More From Henry Manne on The Future of Law and Economics

Cite this Article
Joshua D. Wright, More From Henry Manne on The Future of Law and Economics, Truth on the Market (July 14, 2008), https://truthonthemarket.com/2008/07/14/more-from-henry-manne-on-the-future-of-law-and-economics/

The following email from Henry Manne takes up our previous discussion of the future of law and economics (available here in downloadable form) and is published with permission. I’ve inserted a few links where Manne references a few blog posts responding to our earlier discussion. With that said, here is Manne:

It is a little disappointing that there has not been a larger debate stirred up by our efforts, but that may tell us something about the level of interest either in L&E or in what happens in law schools today. Frankly I think I would put my money on the latter explanation. I think the entire legal education enterprise has become so politicized and ideological (and you know in which direction that leans) that there really are comparatively few law professors, especially among the younger ones, who even identify with the problem we were discussing. They don’t even know that law schools not too many years ago were intellectual wastelands. They still are, but the field is ersatz social science instead of doctrinal law.

That is what more and more leads me to regret losing the old approach of lawyers teaching doctrine to would-be lawyers. At least they did a creditable job of that. And incidentally I think Solum is too parochial when he asserts that there is no social justification for that approach to law. I think Hayek’s defense of common law is just that and very powerful.
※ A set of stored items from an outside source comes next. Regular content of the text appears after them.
PR #452, opened 2016-02-26
Show level 0 & 1 in admindiv hazardsets list

pgiraud:


thinkhazard/models.py
```diff
@@ -253,6 +253,7 @@ class AdministrativeDivision(Base):
 
     leveltype = relationship(AdminLevelType)
     parent = relationship('AdministrativeDivision', uselist=False,
+                          lazy='joined', join_depth=3,
```
fvanderbiest: Are you sure 2 is not enough ?
Hopefully this will not break for administrative divisions with no parents or just a single parent.

fvanderbiest:
LGTM

PR #453, opened 2016-02-26
Redirect to technical recommendations after form submit

pgiraud:
When a user edits either a technical or climate change recommendation, the page reloads after form submit. Then the user is tempted to use the back button on his browser to get back to the list of recommendations. It may result (in Firefox for example) to showing a list which is not up-to-date, and thus confusion about whether the change has been taken into account or not.
This pull request fixes this behavior by redirecting the user directly to the list after form submit.


fvanderbiest:
OK, LGTM

PR #461, opened 2016-02-29
Geonode regions like America, Africa and Asia.

javierdaza:
Added associations with America, Africa and Asia. Also added a fourth column to help verification


pgiraud:
Thanks.

Issue #284, opened 2015-09-15
Drop-down box of placenames


stufraser1:
When entering a location name in the search box, only five options are shown; scroll through and you may never get to the one you intend to use.
E.g. If you type ‘Unit’ United States shows up, but if you only type 'Uni’ it is not on the the list, because Tunisia is returned higher in the list.  

The drop-down list would ideally show all (or at least more) locations that match the partial name that has been entered.

nchauvin-brgm:
Maybe we could increase the number of suggestions... and/or review how suggestions are ordered.

In my opinion, the first suggestions should match exactly what you are typing. For example, if you type "Uni", the suggestions should be ordered like this: 1) **Uni**ted Arab Emirates; 2) **Uni**ted Kingdom; 3) **Uni**ted States of America; 4) **Uni**ted States Virgin Islands (U.S.); 5) **Uni**ty (South Sudan). Only then, if there is no exact match anymore, suggestions should *include* the term entered, like "T**uni**sia".

Priority should also be given to full location name suggestions. I have noted an inconvenience when dealing with short location names like "Sud" in Morocco. If you type "Sud", which is a full location name, "Sud, Morocco" doesn't show up, whereas partial location names do, like "**Sud**an" or "South **Sud**an" or "Centre-**Sud**, Burkina Faso".

stufraser1:
Agreed, it makes sense that the order should be alphabetic, showing locations that begin with those letter first, then locations that contain those letters - and that it should show the admin 1/2 divisions in this logic, not after admin 0 partial matches

pgiraud:
Is it still relevant?

stufraser1:
The ordering of place names is still not sensible. Taking the 'uni' example
it still has places beginning with uni below places with uni in the middle
if the name

On Thu, 14 Jan 2016 08:48 Pierre GIRAUD <notifications@github.com> wrote:

> Closed #284 <https://github.com/GFDRR/thinkhazard/issues/284>.
>
> —
> Reply to this email directly or view it on GitHub
> <https://github.com/GFDRR/thinkhazard/issues/284#event-514980641>.
>
-- 
Stuart Fraser, PhD
Disaster Risk and Catastrophe Analytics Consultant
stufraser1@gmail.com
Skype: stu_fraser1
+44 (0)7455 048 044
uk.linkedin.com/in/stuartfraserdisasterrisk

pgiraud:
This looks better now for the "uni" example.
[...]

PR #469, opened 2016-03-03
Fix order of seach results on server side

arnaud-morvan:
Relate #284

### DIFF
--- a/thinkhazard/views/search.py
+++ b/thinkhazard/views/search.py
@@ -35,10 +35,10 @@ def administrativedivision(request):
     term = request.params['q']
 
     query = DBSession.query(AdministrativeDivision) \
-        .filter(AdministrativeDivision.name.ilike('%{}%'.format(term))) \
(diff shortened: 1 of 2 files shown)


thinkhazard/views/search.py
```diff
@@ -17,62 +17,31 @@
...
-             AdministrativeDivision.name.ilike(ilike))).limit(10)
-
-    data = sorted(_roundrobin(admin0s, admin1s, admin2s, limit=10),
-                  key=lambda o: o.leveltype_id)
+    term = request.params['q']
+
+    query = DBSession.query(AdministrativeDivision) \
+        .filter(AdministrativeDivision.name.ilike('%{}%'.format(term))) \
+        .order_by(
+            AdministrativeDivision.name.ilike('{}'.format(term)).desc(),
```
pgiraud: What about simply use `term` instead of `'{}'.format(term)`?

pgiraud:
Just a minor comment. Otherwise looks good.

PR #470, opened 2016-03-03
Set admindiv join depth to 2

arnaud-morvan:
According to my tests, administrative division join depth should be 2


pgiraud:
Superseded by #476.

PR #146, opened 2017-11-22
Adds getPaymentMethods() to authedClient

charltoons:
Needed support for the `payment-methods` API, so I added it.


sagivo:
(dup)
lol, just added similar request - https://github.com/coinbase/gdax-node/pull/171

fb55:
Pretty funny that this is an exact replica of #171. @charltoons thanks a lot for your patch, landed the other PR (which is completely equivalent).

PR #150, opened 2017-11-30
Fix heartbeat channel subscriptions

### LINKED ISSUE #113: GDAX Heartbeat Channel
Hi there.  I'm looking at the documentation and trying to subscribe to the heartbeat channel, with this code:
```

var websocket = new Gdax.WebsocketClient(
    ['BTC-USD'],
    'wss://ws-feed.gdax.com',
    {
        key: API_KEY,
        secret: API_SECRET,
        passphrase: API_PASSPHRASE,
    },
    { heartbeat: true }
)
```
```

  webSocket.on('message', data => {
    console.log(data);
  });

```
But I keep receiving the following error, despite passing BTC-USD
//error
`{ type: 'error',message: 'Failed to subscribe',reason: 'You need to specify at least one product ID for channel heartbeat'
`

I'm guessing this is more to do with my ignorance on how the code works than anything else.  Is there a more appropriate, centralized place to put these comments?

rmm5t:
- Automatically adds the `heartbeat` channel if not already subscribed
- Removes redundant `keepalive` ping on the socket

Fixes #113

### DIFF
--- a/lib/clients/websocket.js
+++ b/lib/clients/websocket.js
@@ -14,14 +14,16 @@ class WebsocketClient extends EventEmitter {
     productIDs,
     websocketURI = 'wss://ws-feed.gdax.com',
     auth = null,
-    { heartbeat = false, channels = null } = {}
+    { channels = null } = {}
   ) {
     super();
     this.productIDs = Utils.determineProductIDs(productIDs);
     this.websocketURI = websocketURI;
-    this.channels = channels;
     this.auth = Utils.checkAuth(auth);
-    this.heartbeat = heartbeat;
+    this.channels = channels || ['full'];
+    if (!this.channels.includes('heartbeat')) {
+      this.channels.push('heartbeat');
+    }
     this.connect();
   }
 
@@ -55,11 +57,8 @@ class WebsocketClient extends EventEmitter {
     const subscribeMessage = {
       type: 'subscribe',
       product_ids: this.productIDs,
+      channels: this.channels,
     };
-
-    if (this.channels) {
-      subscribeMessage.channels = this.channels;
-    }
 
     // Add Signature
     if (this.auth.secret) {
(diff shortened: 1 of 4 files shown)


lib/clients/websocket.js
```diff
@@ -24,15 +24,16 @@ class WebsocketClient extends EventEmitter {
         'Invalid or incomplete authentication credentials. You should either provide all of the secret, key and passphrase fields, or leave auth null'
       );
     }
-    this.channels = channels;
     this.auth = auth || {};
-    this.heartbeat = heartbeat;
+    this.channels = channels || ['full'];
+    if (!this.channels.includes('heartbeat')) {
+      this.channels.push('heartbeat');
```
fb55: Heartbeats are pretty noisy, so there should be a way to disable them to save bandwidth.

fb55:
I like the change, just one comment

lib/clients/websocket.js
rmm5t: > Heartbeats are pretty noisy...

🤔 Not compared the `full` or `ticker` or `matches` or `level2` channel.  The only channel that is less noisy than `heartbeat` is the `user` channel.

`heartbeat` is mild compared to anything else, and it comes with other very useful benefits (keeps the connection open, helps address lost sequences, etc).

Also, the longer-term intent of this automatic `heartbeat` addition is to eventually allow the `WebsocketClient` to automatically monitor the heartbeat, reconnect as necessary, and potentially fire an event when a missed sequence is recognized. i.e. The `heartbeat` does not need to necessarily propagate to the caller.

(I'll also rebase after the new conflicts.)

rmm5t:
Rebased. Let me know if the automatic `heartbeat` channel is a show stopper.  I'm in favor of keeping the automatic `heartbeat`. Without it, I suspect we'll need to add the keepalive socket ping back in (i.e all the deleted code from this pull-request and all the extra liability of 100+ lines of code that comes with it).

rmm5t:
Rebased again to resolve new conflicts.

fb55:
Thanks a lot @rmm5t!

Issue #153, opened 2017-12-02
promise method from sample code doesn't work


markoshust:
using the below script:

```
const Gdax = require('gdax');
const publicClient = new Gdax.PublicClient();

publicClient
  .getProducts()
  .then(data => {
    console.log('data', data);
    // work with data
  })
  .catch(error => {
    console.log('error', error);
    // handle the error
  });
```

expected: data and error logged to console
actual: 
```
./node_modules/gdax/lib/clients/public.js:57
      throw "Must supply a callback."
      ^
```

markoshust:
It appears the npm version of the module is out of date. i'm assuming this is not auto-published, so recommending to add a note to the readme about which version to use, as i was really wondering why the code wasn't working.

rmm5t:
@markoshust Would you mind closing this issue in favor of consolidating the discussion under #148? There's a deeper discussion going on there.

Issue #148, opened 2017-11-27
v0.5.0 is missing from npm


rmm5t:
* [GitHub Releases](https://github.com/coinbase/gdax-node/releases) shows v0.5.0.
* [NPM](https://www.npmjs.com/package/gdax) only shows v0.4.2.

**Will a maintainer please `npm publish` v0.5.0?**

----

Known workarounds in the meantime:

`npm install coinbase/gdax-node`
or
`yarn add coinbase/gdax-node`

----

Overall, there is a lack of discipline on this project with regards to releases:

* [Haphazard and missing release notes](https://github.com/coinbase/gdax-node/releases)
* [Missing tags](https://github.com/coinbase/gdax-node/releases) for releases that are [on NPM](https://www.npmjs.com/package/gdax)
* [Missing NPM releases for tags that are on the project](https://github.com/coinbase/gdax-node/issues/148).
* [Violations of semver](https://github.com/coinbase/gdax-node/commit/b708da1bd89eb22dcf229bdd5687032f9463de6e#comments)
* Automation-wise, it's evident that neither `yarn version` nor `npm version` and `npm publish` are not used properly (nor at the same times) when actually building new releases; otherwise, the tagging and NPM publishing history wouldn't be the mess that it currently is.

----

UPDATE: There's now a v0.5.1 release on NPM (skipping v0.5.0), but this release violated semver and there's no associated tag on the repository. I think this particular issue should remain open until we fix the conventions around release management (hopefully as part of a v0.6.0 release).

BrandonCopley:
I can help update the npm module, it's a really easy push. It wouldn't be secure, but maybe someone on Gdax could push v0.5.0 up to NPM

rmm5t:
@BrandonCopley I've sent multiple emails to @mihar about volunteering to help maintain this project. No response in 2 weeks. 😞 

If anyone else has the keys and would like me to help maintain this project, I'm making myself available. Please feel free to review my open pull-requests on this project. Feel free to review my [GitHub open-source history](https://github.com/rmm5t) and my [StackOverflow profile](https://github.com/rmm5t) for credentials.

Here's a quick summary of what I think should be a priority for gdax-node, and I'm open to hearing other people's thoughts on the matter:

- Improve process for stable releases (including versioning, publishing, and documenting).
- Move towards a more stable v1.0 release (along with careful considerations of backwards-incompatible changes and interim releases leading up to a v1.0 release).
- Improve test coverage.
[...]

PR #154, opened 2017-12-02
updated README with note on npm version usage

markoshust:
closes https://github.com/coinbase/gdax-node/issues/153

### DIFF
--- a/README.md
+++ b/README.md
@@ -25,10 +25,10 @@ the MIT License – please take the following message to heart:*
 ## Installation
 
 ```bash
-# from npm
+# from npm (may be outdated)
 npm install gdax
 
-# from GitHub
+# from GitHub (most recent code)
 npm install coinbase/gdax-node
 ```
 


rmm5t:
The is not the appropriate change to make for the problem of the maintainers failing to publish to NPM.

fb55:
Agreed. We shouldn’t even mention the Github path in the first place. Right now we don’t want to publish a new release as master contains a lot of breaking changes, and a minor version bump, even if it is semver compatible, could be surprising to users. At the same time, the library isn’t in a state where we are happy to publish a 1.0 either. I’m hoping to get there in the next weeks.

rmm5t:
> Right now we don’t want to publish a new release as master contains a lot of breaking changes, and a minor version bump, even if it is semver compatible, could be surprising to users.

@fb55 I couldn't disagree more here, because hat violates the entire purpose of semver when the major version is still `0`.  A minor version bump when the major version is still `0` implies breaking compatibility. Right now, the README documents things that are not on NPM, and that's obviously very confusing to newcomers (according to the onslaught of unnecessary Issues on this project)

It's best to continue to bump 0.x versions to NPM. Otherwise, the amount of work required for someone to upgrade from v0.4 to v1.x would be too large and daunting. It's best to have lots of little releases (even if some are backward incompatible), where someone can walk along a corresponding changelog and upgrade incrementally as as necessary.

markoshust:
I don’t know why this PR was closed. This is a stop gap to please your user
base so they don’t get pissed off when your npm package doesn’t work as the
readme suggests it should.

Either a new 0.X version should be published as suggested, or this should
be tagged as 1.0.0 if there are no future breaks expected, even if it
doesn’t completely work. Fixes can come in 1.0.1 or 1.1.0. If you are
waiting until everything is perfect, you will be waiting a lot longer than
a few weeks.

rmm5t:
@markoshust The PR was likely closed, because the suggested change isn't the appropriate long-term change to make. I'd argue it isn't the best short-term solution either.

> ... a new 0.X version should be published as suggested

Agreed. IMO, the appropriate approach is to resolve Issue #148 and get new versions on NPM.  At the end of the day, the tagged releases in GitHub should match what's on NPM.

There may be room for Solum’s PhD idea, but I do not think it will be occur
in the law schools (Harvard and Michigan and Stanford would never forego the training of practicing lawyers). His third possibility, the mixed interdisciplinary law school is the model that I think we have already seen won’t work, if for no other reason than the low quality of the non-law discipline scholarship. (His model of universities as a market for truth instead of a more traditional market just won’t fly unless he can adduce some far different evidence than I have seen.) The other blog, discussing engineers and physicists does nothing more than repeat the problem in an
analogy which is far from perfect. Engineers, unlike lawyers, do not have much choice of careers after graduation, and woe be unto the bridge builder whose ends don’t meet – unlike the would-be philosopher kings among self-described L&E scholars, who don’t know one end from another.)

Having said all that I want to warn against predicting the future in anything as chaotic as our universities. I don’t think there is much that is systematic in any not-for-profit organizations, and the problems are just compounded in our universities. One really good charismatic academic entrepreneur could do more to set the tone of future law schools than anything we have discussed. But whether such a person will ever exist and what he or she will look like I have not a clue.